Ventricular arrhythmias in Kearns-Sayre syndrome: A cohort study using the National Inpatient Sample database 2016-2019.

机构信息

Department of Medicine, Hackensack Meridian Jersey Shore University Medical Center, Neptune, New Jersey, USA.

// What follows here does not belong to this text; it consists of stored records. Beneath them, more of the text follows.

Issue #1787, opened 2026-08-27
feat(seo): enable hybrid rendering for public routes


aaronculbert:
**Blocked by:** #1786, #1785

# Problem

`ssr: false` (`nuxt.config.ts:24`) plus `nuxi generate` in `prod:build` (`package.json:15`) means the production build is a single prerendered empty shell. Measured on the live site:

| Measurement | Value |
|---|---|
| Total HTML size | 3,880 bytes |
| Visible body text | **0 characters** |
| `<h1>` elements | **0** |
| `data-ssr` in payload | `false` |

Google does execute JavaScript, but rendering is queued, budgeted, and deprioritised for low-authority domains. On a site where all content requires JS plus a cross-origin GraphQL round trip to `api.findadoc.jp`, effectively nothing reaches the index.

AI crawlers are stricter — `OAI-SearchBot` (ChatGPT Search) and `PerplexityBot` execute **no JavaScript at all**, so the current shell is literally blank to them.

This ticket unblocks all of Phase 3 and Phase 4.

# Success

Public directory routes are server-rendered and return real content in the initial HTML response. Authenticated routes stay client-only.

### Requirements

- [ ] `ssr: true` set in `nuxt.config.ts`
- [ ] `my-page*`, `moderation*`, and `login` remain client-only via `definePageMeta({ ssr: false })`
- [ ] `routeRules` configured — prerender/ISR for public routes, SPA for authenticated ones
- [ ] `curl https://www.findadoc.jp/` returns a document with a real `<h1>` and non-trivial body text
- [ ] No hydration mismatch warnings in the console on any public page
- [ ] `yarn test` passes, including the Playwright e2e suite
- [ ] Auth0 login flow verified working end to end on a preview deploy

# Implementation notes

**This ticket carries a deployment-model decision and should not start before it is made.** Two viable shapes:

1. **Pure prerender** — keeps the static Netlify model that `online-booking.md` §A.4 assumes. Requires regenerating ~1,100 pages whenever a moderator approves a facility, via a build webhook from `findadoc-server` or a scheduled rebuild. The staleness window needs to be acceptable.
2. **ISR / server runtime** — findadoc-web gains a server runtime. Removes the rebuild-cadence problem and scales to the Phase 4 locale matrix (~11,000 pages), but changes the deployment model.

[...]

PR #1800, opened 2026-08-30
refactor: remove SSR blockers ahead of enabling server rendering

### LINKED ISSUE #1786: refactor: remove SSR blockers ahead of enabling server rendering
# Problem

`ssr: false` (`nuxt.config.ts:24`) is the root cause of the site being unindexable, but flipping it will break at runtime until a handful of browser-only assumptions are removed.

The good news is the blast radius is small and fully enumerable. **All six plugins are already `.client.ts`** — including `vue-auth0-plugin.client.ts` — so authentication never runs server-side. What remains:

- **10 module-scope `useToast()` calls**, which execute at import time and will run during SSR: `stores/searchResultsStore.ts:19`, `components/TopNav.vue:224`, `components/SubmissionForm.vue:169`, `components/HamburgerMenu.vue:335`, plus 6 files under `components/moderation-panel/`.
- **2 components depending on browser-only libraries**: `MapContainer.vue` (`vue3-google-map`) and `BottomSheet.vue` (`hammerjs`).
- **16 files referencing `window`/`document`/`localStorage`**, which need auditing for server-side execution paths.

Doing this as its own PR keeps #1787 reviewable — that one should be a config change, not a config change plus 20 file edits.

# Success

The codebase is SSR-safe. `ssr: true` can be set without runtime errors.

### Requirements

- [x] All module-scope `useToast()` calls hoisted into setup scope
- [x] `MapContainer.vue` and `BottomSheet.vue` wrapped in `<ClientOnly>`
- [x] The 16 files touching `window`/`document`/`localStorage` audited; guarded with `import.meta.client` where they can run server-side
- [x] `yarn test` passes
- [ ] Verified by temporarily setting `ssr: true` locally and confirming no server-side errors — the flag itself flips in #1787

# Implementation notes

Find the toast calls with:

```bash
grep -rn "^const toast = useToast()" stores utils composables components
```

`vue-toastification` is registered in a `.client.ts` plugin, so `useToast()` has no provider during SSR — hence the failure. Moving the call inside `setup()` is sufficient; no need to make toasts themselves client-only.

For the `window`/`document` audit:

```bash
grep -rl "window\.\|document\.\|localStorage" stores utils composables components pages
```

Most will be inside lifecycle hooks or event handlers and are already safe. The ones to fix are module scope and anything running in `setup()` directly.

NabbeunNabi:
## Summary
- Makes the app SSR-safe without flipping `ssr: true` (that stays in #1787): wrap `MapContainer` and `BottomSheet` in `<ClientOnly>` / `*.client.vue`, and guard `window`/`document`/`localStorage` with `import.meta.client`.
- Provide toasts from the existing **client plugin** (`$toast`) and `useAppToast()`. Server/prerender gets a no-op so Nitro never imports `useToast` from vue-toastification's CJS build (that named export does not exist and breaks `nuxi generate`).
- Share viewport breakpoints in `utils/viewport.ts` so `nuxt.config` and `useScreenOrientation` stay in sync. Orientation refs start at the desktop fallback size, then update in `onMounted`.
- Drop Nuxt 2 `hid` from `app.head.meta`. Unhead dedupes on `name` / `property`.

Closes #1786

## Test plan
- [ ] Temporarily set `ssr: true` in `nuxt.config.ts`, run the app, and confirm no server-side `window`/`document`/`localStorage` errors
- [ ] Confirm map and bottom sheet still render on client (desktop landscape and mobile portrait)
- [ ] Confirm theme, onboarding, auth login/logout, toasts, and moderation search still work
- [ ] `nuxi generate` (or Netlify `yarn prod:build`) prerenders without `useToast` / `index.cjs` errors
- [ ] `yarn test`
- [ ] Revert `ssr` to `false` after local verification on this PR — do not merge that flag here

## Summary by CodeRabbit

- **Bug Fixes**
  - Improved stability during page loading and server-rendered access by preventing browser-only features from running prematurely.
  - Improved map and bottom-sheet rendering across desktop and mobile layouts.
  - Prevented theme, scrolling, authentication, onboarding, and form interactions from causing errors during initial loading.

- **Improvements**
  - Standardized notifications across the application for more consistent toast behavior.
  - Centralized viewport breakpoints for more predictable responsive layouts.
  - Improved initial viewport sizing and theme handling.


aaronculbert (approved):
Thanks! Looks good, tested the live preview a bit especially on mobile. No issues that I could see.

aaronculbert (changes requested):
Ah hang on, I found an issue on mobile, the bottom sheet is broken - you can't pull it up again after clicking on the map.

NabbeunNabi:
> Ah hang on, I found an issue on mobile, the bottom sheet is broken - you can't pull it up again after clicking on the map.

could you before?

aaronculbert:
> > Ah hang on, I found an issue on mobile, the bottom sheet is broken - you can't pull it up again after clicking on the map.
> 
> could you before?

Yeah just confirmed on the live site.

aaronculbert (approved):
LGTM - confirmed working on mobile!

Division of Cardiology, Hackensack Meridian Jersey Shore University Medical Center, Neptune, New Jersey, USA.

出版信息

Pacing Clin Electrophysiol. 2022 Dec;45(12):1357-1363. doi: 10.1111/pace.14607. Epub 2022 Oct 27.

Abstract

BACKGROUND

Degeneration of the cardiac conduction system resulting in complete heart block (CHB), ventricular arrhythmias (VA), and sudden cardiac death (SCD) is recognized in patients with Kearns-Sayre syndrome (KSS) and is potentially preventable with permanent pacemaker (PPM) implantation. However, other mechanisms for SCD have been proposed, and the efficacy of implanting a defibrillator instead of PPM remains to be investigated.

METHODS

We utilized the National Inpatient Sample (NIS) database 2016-2019 to investigate the risk of VA or dysrhythmic cardiac arrest (dCA) in KSS patients. We compared the outcomes of KSS to myotonic dystrophy (MD), a more common genetic disorder with similar clinical cardiac features and course.

RESULTS

We identified 640 admissions for KSS. VA or dCA were lower in admissions for KSS than MD patients (2.3% vs. 4.5%, p = .009). Device implantation differed between study groups. Approximately, 70% of cases with KSS and conduction abnormalities had pacemaker (± defibrillator) on hospital discharge, compared to 35% in MD. Conduction abnormalities were associated with higher rates of VA or dCA in both study groups. None of the admissions for KSS patients who developed VA or dCA had a pacemaker, and all of them had conduction abnormalities. One-third of admissions for MD patients who developed VA or dCA had a device already implanted prior to the event.

CONCLUSION

Despite its effectiveness in preventing VA, PPM remains underutilized in patients with KSS or MD who have conduction abnormalities. PPM alone do not fully prevent VA in MD patients; therefore, addition of defibrillator capacity might be necessary.

摘要

背景

卡恩斯-塞尔综合征(KSS)患者的心脏传导系统退化可导致完全性心脏阻滞(CHB)、室性心律失常(VA)和心源性猝死(SCD),可通过植入永久性起搏器(PPM)预防。然而,也提出了其他导致 SCD 的机制,植入除颤器而非 PPM 的效果仍需研究。

方法

我们利用 2016-2019 年国家住院患者样本(NIS)数据库,调查 KSS 患者发生 VA 或心律失常性心搏骤停(dCA)的风险。我们将 KSS 的结果与肌强直性营养不良(MD)进行比较,后者是一种更常见的遗传疾病,具有相似的临床心脏特征和病程。

结果

我们确定了 640 例 KSS 入院病例。KSS 入院患者的 VA 或 dCA 发生率低于 MD 患者(2.3% vs. 4.5%,p=0.009)。研究组之间的器械植入存在差异。大约 70%有 KSS 和传导异常的病例在出院时安装了起搏器(±除颤器),而 MD 组为 35%。在两个研究组中,传导异常与 VA 或 dCA 的发生率较高相关。在发生 VA 或 dCA 的 KSS 患者中,没有一个人接受了起搏器治疗,他们都有传导异常。在发生 VA 或 dCA 的 MD 患者中,有三分之一的人在事件发生前已经植入了设备。

结论

尽管 PPM 可有效预防 VA,但在有传导异常的 KSS 或 MD 患者中,PPM 的使用仍不足。单独使用 PPM 并不能完全预防 MD 患者的 VA;因此,可能需要增加除颤器容量。